Castellano Daniel, Puente Javier, de Velasco Guillermo, Chirivella Isabel, López-Criado Pilar, Mohedano Nicolás, Fernández Ovidio, García-Carbonero Icíar, González María Belén, Grande Enrique
Medical Oncology Department, Ramón y Cajal University Hospital, Ctra, de Colmenar Viejo km, 9,100, 28034 Madrid, Spain.
BMC Cancer. 2014 Oct 24;14:779. doi: 10.1186/1471-2407-14-779.
Patients with transitional cell carcinoma of the urothelial tract (TCCU) who fail initial platinum-based chemotherapy for advanced disease represent a challenge in daily clinical practice. Vinflunine is approved by the European Medicine Agency (EMA) but, up to now, limited experience has been reported outside clinical trials.
We assessed the efficacy and safety of vinflunine in an unselected group of 102 consecutive patients with metastatic TCCU.
The median age was 67 years (range 45-83). Among the most common comorbidities that patients presented at baseline were hypertension (50.5%) and diabetes (20.7%).Distant metastases were present in retroperitoneal nodes (58%), lung (29.3%), and bone (20.2%). The ECOG 0, 1 and 2 performance status at the start of vinflunine were 31.3%, 60.6% and 8.1%, respectively. The most commonly reported adverse events of any grade were constipation 70.6% (5.9% grade 3-4), vomiting 49.1% (2% grade 3-4), neutropenia 48.1% (12.8% grade 3-4) and abdominal pain 34.3% (4.9% grade 3-4). A median of 4 cycles of vinflunine was administered per patient (range 1-18). Median progression free and overall survival for all patients (N = 102) were 3.9 months (2.3-5.5) and 10 months (7.3-12.8), respectively. Time to tumor progression was 4.3 months (2.6-5.9). Two patients (2%) achieved CR, 23 (22.5%) patients had PR, and 42 (41.2%) presented SD as best response. The clinical benefit rate with vinflunine was 65.7%.
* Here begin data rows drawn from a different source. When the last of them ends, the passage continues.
PR #1219, opened 2021-06-07
More ImportRockTheVoteRecord Tests (part trois) 🚥 

weerd:
### What's this PR do?

This pull request adds a third grouping of tests for the `ImportRockTheVoteRecord` job.

👀

This should be the last of the tests to add for merging this job from Chompy to Northstar! 😪 

### Relevant tickets

### Checklist

### DIFF
--- a/tests/Jobs/Imports/ImportRockTheVoteRecordTest.php
+++ b/tests/Jobs/Imports/ImportRockTheVoteRecordTest.php
@@ -943,4 +943,66 @@ class ImportRockTheVoteRecordTest extends TestCase
             'sms_subscription_topics' => ['general'],
         ]);
     }
+
+    /**
+     * Test that existing user with completed voter registration and stop sms status will not
+     * have SMS subscription topics changed with SMS opt-in via imported data.
+     */
+    public function testUserWithStopSmsStatusRemainsUnchangedWhenOptingIn()
+    {
+        $user = factory(User::class)->create([
+            'sms_status' => 'stop',
+            'sms_subscription_topics' => [],
+            'voter_registration_status' => 'registration_complete',
+        ]);
+
+        $this->makeFakeVoterRegistrationPostAction();
+
+        $payload = $this->makeFakeReportPayloadForSpecificUser($user, [
+            'Opt-in to Partner SMS/robocall' => 'Yes',
+            'Phone' => '+12345678910',
+            'Status' => 'Complete',
+        ]);
+
+        $importFile = $this->makeFakeUnprocessedImportFile();
+
+        ImportRockTheVoteRecord::dispatch($payload, $importFile);
+
+        $this->assertMongoDatabaseHas('users', [
+            '_id' => $user->id,
+            'sms_status' => 'active',
+            'sms_subscription_topics' => ['voting'],
+        ]);
+    }
+
+    /**
+     * Test that existing user with completed voter registration and stop sms status
+     * will have SMS subscription topics updated if SMS opt-out via imported data.
+     */
+    public function testUserWithStopSmsStatusUpdatesSmsSubscriptionsWhenOptingOut()
+    {
+        $user = factory(User::class)->create([
+            'sms_status' => 'stop',
+            'sms_subscription_topics' => [],
+            'voter_registration_status' => 'registration_complete',
+        ]);
+
+        $this->makeFakeVoterRegistrationPostAction();
+
+        $payload = $this->makeFakeReportPayloadForSpecificUser($user, [
+            'Opt-in to Partner SMS/robocall' => 'No',
+            'Phone' => '+12345678910',
+            'Status' => 'Complete',
+        ]);
+
+        $importFile = $this->makeFakeUnprocessedImportFile();
+
+        ImportRockTheVoteRecord::dispatch($payload, $importFile);
+
+        $this->assertMongoDatabaseHas('users', [
+            '_id' => $user->id,
+            'sms_status' => 'stop', // unchanged!
+            'sms_subscription_topics' => null,
+        ]);
+    }
 }
--- a/tests/Jobs/Imports/ImportRockTheVoteRecordTest.php
+++ b/tests/Jobs/Imports/ImportRockTheVoteRecordTest.php
@@ -700,7 +700,7 @@ class ImportRockTheVoteRecordTest extends TestCase
      * Test that existing user with completed voter registration can opt-in to
      * SMS via imported data.
      */
-    public function testUpdateUserSmsWhenAlreadyCompletedVoterRegistration()
+    public function testUserWithCompletedVoterRegistrationCanOptInToSms()
     {
         $user = factory(User::class)->create([
             'sms_status' => null,
@@ -731,7 +731,7 @@ class ImportRockTheVoteRecordTest extends TestCase
      * Test that existing user with completed voter registration can opt-out of
      * SMS via imported data.
      */
-    public function testSomething()
+    public function testUserWithCompletedVoterRegistrationCanOptOutOfSms()
     {
         $user = factory(User::class)->create([
             'sms_status' => null,
@@ -755,6 +755,37 @@ class ImportRockTheVoteRecordTest extends TestCase
             '_id' => $user->id,
             'sms_status' => 'stop',
             'sms_subscription_topics' => null,
+        ]);
+    }
+
+    /**
+     * Test that existing user with completed voter registration and active sms status
+     * will remain unchanged with SMS opt-in via imported data.
+     */
+    public function testUserWithActiveSmsStatusRemainsUnchangedWhenOptingIn()
+    {
+        $user = factory(User::class)->create([
+            'sms_status' => 'active',
+            'sms_subscription_topics' => ['general', 'voting'],
+            'voter_registration_status' => 'registration_complete',
+        ]);
+
+        $this->makeFakeVoterRegistrationPostAction();
+
+        $payload = $this->makeFakeReportPayloadForSpecificUser($user, [
+            'Opt-in to Partner SMS/robocall' => 'Yes',
+            'Phone' => '+12345678910',
+            'Status' => 'Complete',
+        ]);
+
+        $importFile = $this->makeFakeUnprocessedImportFile();
+
+        ImportRockTheVoteRecord::dispatch($payload, $importFile);
+
+        $this->assertMongoDatabaseHas('users', [
+            '_id' => $user->id,
+            'sms_status' => 'active', // unchanged!
+            'sms_subscription_topics' => ['general', 'voting'], // unchanged!
         ]);
     }
 }
--- a/tests/Jobs/Imports/ImportRockTheVoteRecordTest.php
+++ b/tests/Jobs/Imports/ImportRockTheVoteRecordTest.php
@@ -722,6 +722,7 @@ class ImportRockTheVoteRecordTest extends TestCase
 
         $this->assertMongoDatabaseHas('users', [
             '_id' => $user->id,
+            'mobile' => $user->mobile,
             'sms_status' => 'active',
             'sms_subscription_topics' => ['voting'],
         ]);
@@ -753,6 +754,7 @@ class ImportRockTheVoteRecordTest extends TestCase
 
         $this->assertMongoDatabaseHas('users', [
             '_id' => $user->id,
+            'mobile' => $user->mobile,
             'sms_status' => 'stop',
             'sms_subscription_topics' => null,
         ]);
--- a/tests/Jobs/Imports/ImportRockTheVoteRecordTest.php
+++ b/tests/Jobs/Imports/ImportRockTheVoteRecordTest.php
@@ -759,8 +759,8 @@ class ImportRockTheVoteRecordTest extends TestCase
     }
 
     /**
-     * Test that existing user with completed voter registration and active sms status
-     * will remain unchanged with SMS opt-in via imported data.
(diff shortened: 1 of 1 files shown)


tests/Jobs/Imports/ImportRockTheVoteRecordTest.php
```diff
@@ -664,4 +665,498 @@ public function testMobileOwnerIsUpdatedIfImportUserHasNoMobileAndMobileIsTaken(
         // @Question: this test in Chompy had something about the mobile user's sms_status
         // being set to "stop", but doesn't seem like it is coded that way in the job.
     }
+
+    /**
+     * Test that existing user with mobile number retains mobile number and updates sms status
+     * and subscriptions even if the import data mobile number is different.
```
DFurnes, line 671: Woah, this might be behavior we want to re-consider in the future... I'm not sure that'd be how I'd expect this to work (if I opted-in to messaging with a different phone number) and not sure how this plays with CTIA rules. cc: @ngjo

(I know this is just existing behavior from Chompy & not something we should change now!)

DFurnes: Just to spell it out – this test is asserting (existing Chompy behavior) that if a user _has_ a phone number A that's texted `STOP` & they opt-in to messaging in Rock The Vote flow with a _different_ phone number B, then that _existing_ phone number A would be re-enrolled in messaging.

tests/Jobs/Imports/ImportRockTheVoteRecordTest.php
```diff
@@ -664,4 +665,498 @@ public function testMobileOwnerIsUpdatedIfImportUserHasNoMobileAndMobileIsTaken(
...
+            '_id' => $user->id,
+            'sms_status' => 'active', // unchanged!
+            'sms_subscription_topics' => ['general', 'voting'], // unchanged!
+        ]);
+    }
+
+    /**
+     * Test that existing user with completed voter registration and active sms status
+     * will have SMS subscription topics updated if SMS opt-out via imported data.
+     */
```
DFurnes, line 795: Nice! 💯

DFurnes (approved):
Great work! These tests were all really pleasant to read. 💯

tests/Jobs/Imports/ImportRockTheVoteRecordTest.php
weerd: Yep yep. It seemed wonky to me but that's essentially what the original test did as I translated it over, and it passed when I completed writing it. Seemed weird but I also lack a lot of the SMS related context/rules that were decided over time.

tests/Jobs/Imports/ImportRockTheVoteRecordTest.php
weerd: I re-wrote a lot of the descriptions (to make them easier to hopefully grok on first read) and test titles (for readability and make it easier to group related tests alphabetically)! Took some time but I think it was worth it! 😅

tests/Jobs/Imports/ImportRockTheVoteRecordTest.php
```diff
@@ -664,4 +665,498 @@ public function testMobileOwnerIsUpdatedIfImportUserHasNoMobileAndMobileIsTaken(
...
+
+        $importFile = $this->makeFakeUnprocessedImportFile();
+
+        ImportRockTheVoteRecord::dispatch($payload, $importFile);
+
+        $this->assertMongoDatabaseHas('users', [
+            '_id' => $user->id,
+            'sms_status' => 'active',
+            'sms_subscription_topics' => ['voting'],
+        ]);
```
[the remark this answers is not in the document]
weerd: Ah ya, I can add that. Just tried it and apparently it retains the old number...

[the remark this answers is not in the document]
weerd: @see [prior comment](https://github.com/DoSomething/northstar/pull/1219/files#r648583206)

tests/Jobs/Imports/ImportRockTheVoteRecordTest.php
DFurnes: Yeah totally! And I agree that we should keep existing behavior for now – just flagging in case we want to change.

tests/Jobs/Imports/ImportRockTheVoteRecordTest.php
DFurnes: It absolutely was! All these tests were super clear to read. 👏

tests/Jobs/Imports/ImportRockTheVoteRecordTest.php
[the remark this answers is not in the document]
weerd: @DFurnes I think I originally left it off on subsequent tests because there is a [test](https://github.com/DoSomething/northstar/pull/1219/files#diff-57a9819259125bfc4b0d86ee070fe556af537f9bcb8f23c060184e8d7364e548R673) specifically checking to ensure the original phone number is retained. I can update a few of these if it'll be clearer though!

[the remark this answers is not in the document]
DFurnes: I don't have very strong feelings on that, though!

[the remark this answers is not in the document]
weerd: Ya I think we're in the same boat; my comment snuck in before your response to my prior question, haha 😅

tests/Jobs/Imports/ImportRockTheVoteRecordTest.php
```diff
@@ -664,4 +665,500 @@ public function testMobileOwnerIsUpdatedIfImportUserHasNoMobileAndMobileIsTaken(
...
+            'Status' => 'Complete',
+        ]);
+
+        $importFile = $this->makeFakeUnprocessedImportFile();
+
+        ImportRockTheVoteRecord::dispatch($payload, $importFile);
+
+        $this->assertMongoDatabaseHas('users', [
+            '_id' => $user->id,
+            'mobile' => $user->mobile,
```
katiecrane, line 757: Is this more making sure that the mobile number was not wiped out rather than making sure it still has a particular value?

tests/Jobs/Imports/ImportRockTheVoteRecordTest.php
```diff
@@ -664,4 +665,500 @@ public function testMobileOwnerIsUpdatedIfImportUserHasNoMobileAndMobileIsTaken(
...
+            'Status' => 'Complete',
+        ]);
+
+        $importFile = $this->makeFakeUnprocessedImportFile();
+
+        ImportRockTheVoteRecord::dispatch($payload, $importFile);
+
+        $this->assertMongoDatabaseHas('users', [
+            '_id' => $user->id,
+            'sms_status' => 'active', // unchanged!
```
katiecrane, line 820: I'm kind of confused about why we change the topics but not the status, but I'm guessing this is how it currently works?

tests/Jobs/Imports/ImportRockTheVoteRecordTest.php
```diff
@@ -664,4 +665,500 @@ public function testMobileOwnerIsUpdatedIfImportUserHasNoMobileAndMobileIsTaken(
...
+        ]);
+
+        $importFile = $this->makeFakeUnprocessedImportFile();
+
+        ImportRockTheVoteRecord::dispatch($payload, $importFile);
+
+        $this->assertMongoDatabaseHas('users', [
+            '_id' => $user->id,
+            'sms_status' => 'active',
+            'sms_subscription_topics' => ['general', 'voting'], // unchanged!
```
katiecrane, line 852: Would Chompy add any other topics via RTV import other than `voting`? I'm wondering if it might make sense to make sure that `voting` is NOT added here, since maybe it did try to alter it but doesn't appear to since the user already had the `voting` topic? Or maybe we're more making sure no topics are removed?

tests/Jobs/Imports/ImportRockTheVoteRecordTest.php
```diff
@@ -664,4 +665,500 @@ public function testMobileOwnerIsUpdatedIfImportUserHasNoMobileAndMobileIsTaken(
...
+        $this->assertMongoDatabaseHas('users', [
+            '_id' => $user->id,
+            'sms_status' => 'stop',
+            'sms_subscription_topics' => null,
+        ]);
+    }
+
+    /**
+     * Test that existing user will have SMS subscription topics updated if SMS opt-out via
+     * imported data.
```
katiecrane, line 1075: This and the test below confused me a bit at first since I was having trouble spotting the difference. Would it be worth calling out that what we want to see is the `voting` topic removed?

tests/Jobs/Imports/ImportRockTheVoteRecordTest.php
weerd: Maybe a little of both. It was [a bit weird to Dave and me and we chatted about it a bit](https://github.com/DoSomething/northstar/pull/1219#discussion_r648603827) in the test before this one which is similar. But since the default behavior is a little counter-intuitive we agreed best to just ensure phone number stays the same as original and not overridden by the import data one.

tests/Jobs/Imports/ImportRockTheVoteRecordTest.php
weerd: I think because they are technically just opting out of `voting` related sms texts, but that's my best guess. And yep, all this is based on current Chompy functionality!

tests/Jobs/Imports/ImportRockTheVoteRecordTest.php
weerd: Ya, I think that's a good recommendation! Especially when coming back to these test at a later date and forgetting a bit.

tests/Jobs/Imports/ImportRockTheVoteRecordTest.php
weerd: I think it's more confirming that even with a `less` SMS status and a completed registration (so they have a `voting` topic already), when their record from RTV is imported it doesn't remove the `voting` topic. I tried it by initially not having `voting` in the original topic list and it _does_ get added to the final array. 🤷  In the original test in Chompy, there's a [specific comment](https://github.com/DoSomething/chompy/blob/35332a9a0aa9a305d939dacfc15d0b565968279c/tests/Jobs/RockTheVote/ImportRockTheVoteRecordTest.php#L706) indicating that the user already had the `voting` topic so I went with that in this test.

tests/Jobs/Imports/ImportRockTheVoteRecordTest.php
katiecrane: Gotcha! I'm not sure that this is making sure the phone number isn't overridden, because if it was overridden it would still be set to `$user->mobile` wouldn't it?

tests/Jobs/Imports/ImportRockTheVoteRecordTest.php
katiecrane: AH thanks for the background here!

tests/Jobs/Imports/ImportRockTheVoteRecordTest.php
weerd: Might be misunderstanding your question, but when the User is created via the factory they get assigned a phone number (maybe adding it as part of the array passed to `create()` would make that clearer?). So when the payload is imported, the test is confirming that they've retained that original number and not the one supplied in the `$payload['Phone']` which is a different number.

katiecrane: Right! But if the phone number on `$user` had been updated, when you pull `$user->mobile` won't that be the `mobile` currently on the user whether or not it has been updated, and not necessarily the value originally set by the factory?

weerd: 🤔  I wouldn't think so since it's the in memory saved record of the `$user` when created pre-database update via import logic. Wouldn't that essentially mean that the ID could be changed too so why compare against the `$user->id`... but now you have me doubting all the things lol 😅 

I ran a test on a different test in that file (`testUserWithCompletedVoterRegistrationCanOptInToSms()`) where a user value is changed for the test and dumped the `$user` after creation and at the end of the test and the properties all remained from when the user was initial saved to `$user`.

I also tried it by amending the `testUserWithCompletedVoterRegistrationCanOptInToSms()` test (on line 703); instead of asserting an `sms_status` value of `active` as a string, I changed it to `$user->sms_status` and it failed indicating that `$user` variable contained the original value when first created and saved to variable.

I _think_ that because `mobile` is a direct property on the user object it wouldn't be something that needs to hit the database again when retrieving and thus retains its original value.

katiecrane: Ah so since we never did a `fresh()` here it will always still have that same value? I guess it works then but a bit confusing read-ablity wise to me since it appears that we are just asserting that the user's mobile is set as the user's mobile which will always be true. I think hardcoding a starting mobile on the user and then checking that that specific value is still the one in the database at the end would be easier for me to wrap my head around but we may be looking at it in different ways!

weerd: Yep yep! Agreed 👍 

I'll aim to get that update in a separate PR and ping ya 😄  Defs a good thing to question and always better to strive for readability!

Our results show that the behavior of vinflunine in routine clinical practice resembles that of the pivotal phase III randomized study.
对于晚期尿路上皮移行细胞癌(TCCU)患者,初始铂类化疗失败在日常临床实践中是一项挑战。长春氟宁已获欧洲药品管理局(EMA)批准,但截至目前,临床试验之外的经验报道有限。
我们评估了长春氟宁在102例连续入选的转移性TCCU患者未作筛选的群体中的疗效和安全性。
中位年龄为67岁(范围45 - 83岁)。患者基线时最常见的合并症为高血压(50.5%)和糖尿病(20.7%)。远处转移见于腹膜后淋巴结(58%)、肺(29.3%)和骨(20.2%)。开始使用长春氟宁时,东部肿瘤协作组(ECOG)0、1和2级的体能状态分别为31.3%、60.6%和8.1%。任何级别最常报告的不良事件为便秘70.6%(3 - 4级5.9%)、呕吐49.1%(3 - 4级2%)、中性粒细胞减少48.1%(3 - 4级12.8%)和腹痛34.3%(3 - 4级4.9%)。每位患者接受长春氟宁的中位周期数为4个周期(范围1 - 18个周期)。所有患者(N = 102)的中位无进展生存期和总生存期分别为3.9个月(2.3 - 5.5个月)和10个月(7.3 - 12.8个月)。至肿瘤进展时间为4.3个月(2.6 - 5.9个月)。2例患者(2%)达到完全缓解(CR),23例患者(22.5%)获得部分缓解(PR),42例患者(41.2%)最佳反应为疾病稳定(SD)。长春氟宁的临床获益率为65.7%。
我们的结果表明,长春氟宁在常规临床实践中的表现类似于关键的III期随机研究。